O'Reilly wouldn't be vaggina a bad guy if he would quit crying for a few minutes, step back, re-evaluate his life, and realize that he's a giant blubbering vagina. In June ofO'Reilly attacked the only form of media he was powerless in: In reily "Talking Points Memo" segment, he whined that "nearly everyday, there's something written on the Internet about me that's flat out untrue," continuing with his theory that "the reason these net people get away with all kinds of stuff is that they work for no one. They put stuff up with no restraints. This, of course, is dangerous Next thing you know, people will get the crazy idea that they have the right to express their opinions as they see fit.
Maybe this idea will catch on and they'll add it to the Constitution of the United States, giving it a catchy title like "freedom of speech. When Bill feels threatened enough, he goes after the people who say these "vile" things about him. For example, his much publicized tirade with political satirist Al Franken ended with FOX News lawyers being laughed out of court.
Vagina is blubbering Bill reilly a o big
No, Bill, the reason we "get away with all kinds of stuff," other than it being our irrevocable right to do so, is not because we don't work for anyone; it's because if the case against Al Franken taught you anything, you can't do anything about it! Here's the dilemma Bill O'Reilly faces every day: Everything about this guy is obsessive. He speaks with an obnoxious cadence and rhythm, careful to chant the same handful of phrases over and over again. His entire repertoire of insults range from the versatile "ideologue" oh no, don't call me an advocate of a particular ideology, anything but that!
Dumbassto "demonizer," and "ridiculous. Simply print out the following sheet and mark a square each time he does or says anything listed. You win when you get 5 in a row horizontal, vertical or diagonal: Bill O'Reilly gets a major chubby every time he says the phrase "fair and balanced. Wow, it's almost as if I'm being reminded that I still have the capacity for critical thinking, but only insofar as I tune into their network for the delightful and not gruesome Gretta Van Susteren. Here's a quick question to the executives at FOX News because I know you assholes will eventually read this: Here's a quick question to the executives at FOX News because I know you assholes will eventually read this: Is it even possible to be fair and unbalanced?
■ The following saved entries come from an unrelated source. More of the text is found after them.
PR #3417, opened 2023-01-10
Fix fuzzing with ZSTD_MULTITHREAD

danlark1:
At Google we fuzz zstd without ZSTD_MULTITHREAD but we want inputs to be as much as reproducible. It allows us to test new fuzzing methods for our fuzz team internally and have more horsepower to find bugs


terrelln (approved):
Looks good to me, thanks @danlark1!

danlark1:
Don't merge for now, please :)

```cpp
    case ZSTD_c_nbWorkers :
#ifndef ZSTD_MULTITHREAD
        // Must be zero.
        RETURN_ERROR_IF(value!=0, parameter_unsupported, "not compiled with multithreading");
        return 0;
#else
        FORWARD_IF_ERROR(ZSTD_cParam_clampBounds(param, &value), "");
        CCtxParams->nbWorkers = value;
        return CCtxParams->nbWorkers;
#endif
```

**UPD** now should be good, thanks

terrelln (approved):

PR #3419, opened 2023-01-11
fix root cause of #3416

### LINKED ISSUE #3416: dictionary_stream_round_trip corruption
**Describe the bug**

We found a fuzzer corruption with https://github.com/facebook/zstd/commit/5434de01e21672cdd3ac111a99a969d8c5079297

```
dictionary_stream_round_trip.c: 196: Assertion: `!FUZZ_memcmp(src, rBuf, size)' failed. Corruption!
```

Attaching a file and DEBUGLOG 10

This is the fuzzer file
[testcase-4882119846133760-6f37f712c5input.txt](https://github.com/facebook/zstd/files/10372501/testcase-4882119846133760-6f37f712c5input.txt)

This is DEBUGLOG 10 without 5434de01e21672cdd3ac111a99a969d8c5079297

[out_good.txt](https://github.com/facebook/zstd/files/10372543/out_good.txt)

This is DEBUGLOG 10 with 5434de01e21672cdd3ac111a99a969d8c5079297

[out_bad.txt](https://github.com/facebook/zstd/files/10372548/out_really_bad.txt)

**To Reproduce**
1. Downloads data attached
2. Run `CC=clang-15 CXX=clang++-15 python3 fuzz.py build dictionary_stream_round_trip`
3. `./dictionary_stream_round_trip testcase-4882119846133760-6f37f712c5input.txt`

We found this on our cluster but I was not able to reproduce it right away. For some reason fuzz data provider set param 1011 differently:

In the left picture is what I got from cluster, in the right what I got from local

2023-01-09-110350_1636x184_scrot

It's probably because of ZSTD_MULTITHREAD define. We fuzz it without it

After I set

```diff
--- a/tests/fuzz/zstd_helpers.c
+++ b/tests/fuzz/zstd_helpers.c
@@ -96,7 +96,7 @@ void FUZZ_setRandomParameters(ZSTD_CCtx *cctx, size_t srcSize, FUZZ_dataProducer
     setRand(cctx, ZSTD_c_nbWorkers, 0, 2, producer);
     setRand(cctx, ZSTD_c_rsyncable, 0, 1, producer);
 #endif
-    setRand(cctx, ZSTD_c_useRowMatchFinder, 0, 2, producer);
+    setRand(cctx, ZSTD_c_useRowMatchFinder, 2, 2, producer);
     setRand(cctx, ZSTD_c_enableDedicatedDictSearch, 0, 1, producer);
     setRand(cctx, ZSTD_c_forceMaxWindow, 0, 1, producer);
     setRand(cctx, ZSTD_c_literalCompressionMode, 0, 2, producer);
```

I was able to reproduce locally with clang-15 as well

**Expected behavior**
Fuzz passes

**Screenshots and charts**

 - OS: Linux
 - Compiler: clang-15
 - Flags: fuzz flags
 - Build system: Make

**Additional context**
Hope it reproduces right away

Cyan4973:
A minor update in 5434de0 changed a `<=` into a `<`, and as an indirect consequence allowed compression attempt of literals when there are only 6 literals to compress (previous limit was effectively 7 literals).

This is not in itself a problem, as the threshold is merely an heuristic, but it emerged a bug that has always been there, and was just never triggered so far due to the previous limit. This bug would make the literal compressor believes that all literals are the same symbol, but for the exact case where `nbLiterals==6`, plus a pretty wild combination of several exceptional conditions, this outcome could be false, resulting in data corruption.

Replaced the blind heuristic by an actual test for all limit cases. Even if the threshold is changed again in the future, the detection of Repeated Literal mode will remain reliable.

fix #3416

### DIFF
--- a/lib/compress/zstd_compress_literals.c
+++ b/lib/compress/zstd_compress_literals.c
@@ -24,9 +24,9 @@ static size_t showHexa(const void* src, size_t srcSize)
     const BYTE* const ip = (const BYTE*)src;
     size_t u;
     for (u=0; u<srcSize; u++) {
-        RAWLOG(6, " %02X", ip[u]); (void)ip;
+        RAWLOG(5, " %02X", ip[u]); (void)ip;
     }
-    RAWLOG(6, " \n");
+    RAWLOG(5, " \n");
     return srcSize;
 }
 
@@ -65,12 +65,26 @@ size_t ZSTD_noCompressLiterals (void* dst, size_t dstCapacity, const void* src, 
     return srcSize + flSize;
 }
 
+static int allBytesIdentical(const void* src, size_t srcSize)
+{
+    assert(srcSize >= 1);
+    assert(src != NULL);
+    {   const BYTE b = ((const BYTE*)src)[0];
+        size_t p;
+        for (p=1; p<srcSize; p++) {
+            if (((const BYTE*)src)[p] != b) return 0;
+        }
+        return 1;
+    }
+}
+
 size_t ZSTD_compressRleLiteralsBlock (void* dst, size_t dstCapacity, const void* src, size_t srcSize)
 {
     BYTE* const ostart = (BYTE*)dst;
     U32   const flSize = 1 + (srcSize>31) + (srcSize>4095);
 
-    (void)dstCapacity;  /* dstCapacity already guaranteed to be >=4, hence large enough */
+    assert(dstCapacity >= 4); (void)dstCapacity;
+    assert(allBytesIdentical(src, srcSize));
 
     switch(flSize)
     {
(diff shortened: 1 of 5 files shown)


lib/compress/zstd_compress_literals.c
```diff
@@ -172,9 +187,10 @@ size_t ZSTD_compressLiterals (
             return ZSTD_noCompressLiterals(dst, dstCapacity, src, srcSize);
     }   }
     if (cLitSize==1) {
-        ZSTD_memcpy(nextHuf, prevHuf, sizeof(*prevHuf));
-        return ZSTD_compressRleLiteralsBlock(dst, dstCapacity, src, srcSize);
-    }
+        if ((srcSize >= 8) || allBytesIdentical(src, srcSize)) {
```
terrelln, line 195: Please add a comment as to why this check is necessary.

terrelln (approved):
Can you please add a test case that would trigger this bug?

The fix LGTM

Cyan4973:
> Can you please add a test case that would trigger this bug?
> 
> The fix LGTM

This is a really hard test to define.
We would probably need some golden files, both for the content and the dictionary.
None of them are naturally exported from the fuzzer (only the sequence of bits which generate those artifacts).

terrelln:
> This is a really hard test to define.
> We would probably need some golden files, both for the content and the dictionary.
> None of them are naturally exported from the fuzzer (only the sequence of bits which generate those artifacts).

Ok, it'd be great if we had it, but if it is too hard, we have the fuzzers, and we know that they will quickly catch any regressions.

lib/compress/zstd_compress_literals.c
Cyan4973: done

Just let it go, it's not witty, it's not clever. It's not even catchy. Big blubbering Bill chose not to drink Pepsi when they signed rapper Ludacris to do commercials, yet he expects people to go out and buy his shitty new book even if they don't like him don't take my word for it being shitty, check out what people are saying on Amazon. Speaking of his shitty new book, there's a quote in it saying "in order to be truly successful you have to be brutally honest with yourself. Excuses and rationalizations have to be put aside. You must define your own life," continuing with the definition he's giving you for your life "[and] not let others do it for you.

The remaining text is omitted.